The Program type is definitely the next most valuable takeaway from this crate, in my opinion:

/// A full Sierra program.
#[derive(Clone, Debug, Eq, PartialEq)]
pub struct Program {
    /// Declarations for all the used types.
    pub type_declarations: Vec<TypeDeclaration>,
    /// Declarations for all the used library functions.
    pub libfunc_declarations: Vec<LibFuncDeclaration>,
    /// The code of the program.
    pub statements: Vec<Statement>,
    /// Descriptions of the functions - signatures and entry points.
    pub funcs: Vec<Function>,
}

Another great part of this crate is the collection of pure-Sierra examples, like the recursive Fibonacci one.

The parser Crate

Follow along.

Hands down the most valuable thing in this crate (until official Cairo 1.0 tutorials are published, anyway) are the test cases -- you can basically teach yourself the new language!

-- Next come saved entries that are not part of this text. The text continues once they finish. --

PR #302, opened 2022-06-03
Windows: add a toolchain image for 10.0.19044.1706 (21H2)

compnerd:
Add rules for building a docker image for the toolchain build at
10.0.19044.1706 (21H2).  As the base image for the release is not
available, use a slightly older release which should be compatible
to avoid any issues due to kernel mismatches (the newer image will
not run).  This allows building the toolchain in a docker image with
the latest stable release of Windows 10.


compnerd:
Requires apple/swift#59276 for the build script.

shahmishal:
@compnerd What is the status of this PR?

compnerd:
I think it's ready with the associated change.

PR #557, opened 2026-05-22
[Static SDK] Disable assertions in the Swift build.

al45tair:
We were inadvertently building with assertions enabled.  Turn them off for better performance.

rdar://177470294

### DIFF
--- a/swift-ci/sdks/static-linux/scripts/build.sh
+++ b/swift-ci/sdks/static-linux/scripts/build.sh
@@ -115,7 +115,7 @@ declare_package libarchive "libarchive" "BSD-2-Clause" "https://www.libarchive.o
 declare_package mimalloc "mimalloc" "MIT" "https://microsoft.github.io/mimalloc/"
 
 # Parse command line arguments
-static_linux_sdk_version=0.1.0
+static_linux_sdk_version=0.1.1
 sdk_name=
 archs=x86_64,aarch64
 build_type=RelWithDebInfo
@@ -855,7 +855,7 @@ EOF
 
     SWIFT_SOURCE_ROOT="${source_dir}/swift-project" \
     SWIFT_BUILD_ROOT="${build_dir}/swift" \
-    run ${source_dir}/swift-project/swift/utils/build-script -r \
+    run ${source_dir}/swift-project/swift/utils/build-script -r -A \
         --reconfigure \
         --compiler-vendor=apple \
         --bootstrapping hosttools \
--- a/swift-ci/sdks/static-linux/scripts/build.sh
+++ b/swift-ci/sdks/static-linux/scripts/build.sh
@@ -115,7 +115,7 @@ declare_package libarchive "libarchive" "BSD-2-Clause" "https://www.libarchive.o
 declare_package mimalloc "mimalloc" "MIT" "https://microsoft.github.io/mimalloc/"
 
 # Parse command line arguments
-static_linux_sdk_version=0.1.1
+static_linux_sdk_version=0.1.0
 sdk_name=
 archs=x86_64,aarch64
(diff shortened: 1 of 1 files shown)


al45tair:
**Note: this also bumps the Static SDK version to 0.1.1; any scripts that hard-code the version number will need to change.**

al45tair:
(Build failure is nothing to do with this PR.)

swift-ci/sdks/static-linux/scripts/build.sh
```diff
@@ -855,7 +855,7 @@ EOF
 
     SWIFT_SOURCE_ROOT="${source_dir}/swift-project" \
     SWIFT_BUILD_ROOT="${build_dir}/swift" \
-    run ${source_dir}/swift-project/swift/utils/build-script -r \
+    run ${source_dir}/swift-project/swift/utils/build-script -r -A \
```
shahmishal, line 858: We should create a preset

shahmishal (changes requested):

swift-ci/sdks/static-linux/scripts/build.sh
```diff
@@ -115,7 +115,7 @@ declare_package libarchive "libarchive" "BSD-2-Clause" "https://www.libarchive.o
 declare_package mimalloc "mimalloc" "MIT" "https://microsoft.github.io/mimalloc/"
 
 # Parse command line arguments
-static_linux_sdk_version=0.1.0
```
justice-adams-apple, line 118: Feel free to ping me when this lands and I'll make sure the mainline CI job is updated to build the correct version

shahmishal: Can we drop the version? It creates more work for no added value.

FranzBusch: +1

al45tair: > It creates more work for no added value.

How are people to know whether (for instance) they've got a build of the Static SDK with this fix if we don't version it?

Equally, if we update the dependencies, how do they know they've got a version with the updated dependencies? (I guess for this they could check the SBOM, since we do have one).

We could drop the version from the filename maybe? That does make life harder for people though, if they care about some specific change we make, since Swift SDKs don't have a version field or any way to ask SwiftPM to tell you what version you have.

(Maybe that should be the ask? Add a version field to the Swift SDK support in SwiftPM, and list the version when you do `swift sdk list`?)

swift-ci/sdks/static-linux/scripts/build.sh
al45tair: We _could_ do that, but then the build settings for the SDK are separate from the SDK's own build script, and then we have a versioning problem, since we could update the build settings and end up with a build of the Static SDK with the same version number as another build, but that's built with different build settings.

This wouldn't be a problem if the build scripts lived in the Swift repo rather than the swift-docker repo. Do we want to do that instead?

swift-ci/sdks/static-linux/scripts/build.sh
al45tair: Or maybe we could update the CI script to look for a file with *any* version number as the output, and if it needs the version number for some reason then extract it from the filename?

swift-ci/sdks/static-linux/scripts/build.sh
```diff
@@ -115,7 +115,7 @@ declare_package libarchive "libarchive" "BSD-2-Clause" "https://www.libarchive.o
...
+static_linux_sdk_version=0.1.1
```
shahmishal:
```suggestion
static_linux_sdk_version=0.1.0
```

PR #562, opened 2026-05-30
android: Use Android NDK r28 default for 16kb supporting

utzcoz:
See
https://developer.android.com/guide/practices/page-sizes#compile-16-kb-alignment.

### DIFF
--- a/swift-ci/sdks/android/build-docker
+++ b/swift-ci/sdks/android/build-docker
@@ -17,7 +17,7 @@
 # default architectures to build for
 TARGET_ARCHS=${TARGET_ARCHS:-aarch64,x86_64,armv7}
 
-ANDROID_NDK_VERSION=android-ndk-r27d
+ANDROID_NDK_VERSION=android-ndk-r28c
 ANDROID_API=28
 
 BASEPATH=$(dirname $(realpath $0))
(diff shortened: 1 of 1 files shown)


finagolfin:
What problem are you facing exactly? We already switched all Android libraries in the SDK to use 16 KB page alignment last summer in swiftlang/swift#81596, and 6.4 and trunk have been switched to NDK 28c, soon the next LTS NDK 30 beta.

We only keep the current Swift 6.3 release building with NDK 27, which should work fine to set this page alignment provided you pass in the correct flag, as we're doing already.

utzcoz:
I don't notice flags in swift. If they are added into swift building flags, it's okay to keep using NDK r27. The main reason of upgrading to NDK r28 is to enable 16kb supporting without flags.

finagolfin:
The flags should be added in automatically by our SDK bundle config. If you run this command, it will show you the path to the toolset file that applies extra build flags to every Android build you run:
```
> swift sdk configure --show-configuration swift-6.3.2-RELEASE_android
--- snip lots of repetitive output ---
toolsetPaths: ["/home/finagolfin/.swiftpm/swift-sdks/swift-6.3.2-RELEASE_android.artifactbundle/swift-android/swift-toolset.json"]

> cat /home/finagolfin/.swiftpm/swift-sdks/swift-6.3.2-RELEASE_android.artifactbundle/swift-android/swift-toolset.json                                                              {
  "cCompiler": { "extraCLIOptions": ["-fPIC"] },
  "swiftCompiler": { "extraCLIOptions": ["-Xclang-linker", "-fuse-ld=lld"] },
  "linker": { "extraCLIOptions": ["-z", "max-page-size=16384"] },
  "schemaVersion": "1.0"
}
```
You can check that the flag is applied properly by running `swift build` with the verbose `-v` flag, to dump all the flags used, and of course by running the resulting libraries through the `check_elf_alignment.sh` script from your link above.

If you see any issues, let us know, but this pull won't help with that.

PR #566, opened 2026-06-03
[windows][lldb] reduce Docker image size

charles-zablit:
This patch reduces the resulting image size:

1. Switch from `vs_community.exe` to `vs_buildtools.exe`: Build Tools is headless, no IDE.
2. `--depth 1` on vcpkg clone to avoid fetching the full git history.
3. Delete `vcpkg` buildtrees, packages, downloads after the libxml2 install.

Overall, this should reduce the image size from 9GB to ~1GB.

### DIFF
--- a/swift-ci/main/windows/lldb/1809/Dockerfile
+++ b/swift-ci/main/windows/lldb/1809/Dockerfile
@@ -9,9 +9,9 @@ RUN [Net.ServicePointManager]::SecurityProtocol = [Net.SecurityProtocolType]::Tl
 RUN Set-ItemProperty -Path HKLM:\\SYSTEM\\CurrentControlSet\\Control\\FileSystem -Name LongPathsEnabled -Value 1
 RUN Set-ItemProperty -Path HKLM:\\SOFTWARE\\Microsoft\\Windows\\CurrentVersion\\AppModelUnlock -Name AllowDevelopmentWithoutDevLicense -Value 1 -Type DWord
 
-# Visual Studio 2022 Community with C++ and Windows SDK components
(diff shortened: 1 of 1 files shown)


swift-ci/main/windows/lldb/1809/Dockerfile
```diff
@@ -60,14 +60,15 @@ RUN git config --global core.symlink true; \
     git config --global core.autocrlf false
 
 # vcpkg + libxml2
-RUN git clone https://github.com/microsoft/vcpkg C:\\vcpkg; \
+RUN git clone --depth 1 https://github.com/microsoft/vcpkg C:\\vcpkg; \
     C:\\vcpkg\\bootstrap-vcpkg.bat -disableMetrics
 SHELL ["cmd", "/S", "/C"]
-RUN ""C:\Program Files\Microsoft Visual Studio\2022\Community\VC\Auxiliary\Build\vcvars64.bat" && C:\vcpkg\vcpkg install libxml2:x64-windows"
+RUN ""C:\Program Files\Microsoft Visual Studio\2022\BuildTools\VC\Auxiliary\Build\vcvars64.bat" && C:\vcpkg\vcpkg install libxml2:x64-windows"
```
compnerd, line 66: Why do we need this at all? We build libxml2 from source for the toolchain, we should just do that here and avoid vcpkg entire.

charles-zablit: We could yes. I'm not able to test this at desk, so I wanted to minimize the changes to avoid any breakage.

The top-level for parsing is in Parser::parse_syntax_file:

pub fn parse_syntax_file(mut self) -> SyntaxFileGreen {
    let items = ItemList::new_green(
        self.db,
        self.parse_list(Self::try_parse_top_level_item, is_of_kind!(), "item"),
    );
    // This will not panic since the above parsing only stops when reaches EOF.
    assert_eq!(self.peek().kind, SyntaxKind::TerminalEndOfFile);

    // Fix offset in case there are skipped tokens before EOF. This is usually done in
    // self.take_raw() but here we don't call self.take_raw as it tries to read the next
    // token, which doesn't exist.
    self.offset += self.current_width;

    let eof = self.add_trivia_to_terminal::<TerminalEndOfFile>(self.next_terminal.clone());
    SyntaxFile::new_green(self.db, items, eof)
}

One really fascinating technique is the use of red-green trees -- a data structure I was unaware of until encountering this part of the codebase. This is why so many types in this crate have the Green suffix.

1

I started reading through the codebase when it was initially open sourced and it looks like the core library stuff is very recent.

2

I really love that the Cairo compiler outputs to stdout by default; I don't get the inconsistency with the Sierra compiler though. Additionally, the Sierra compiler doesn't seem to recognise - as an output file either.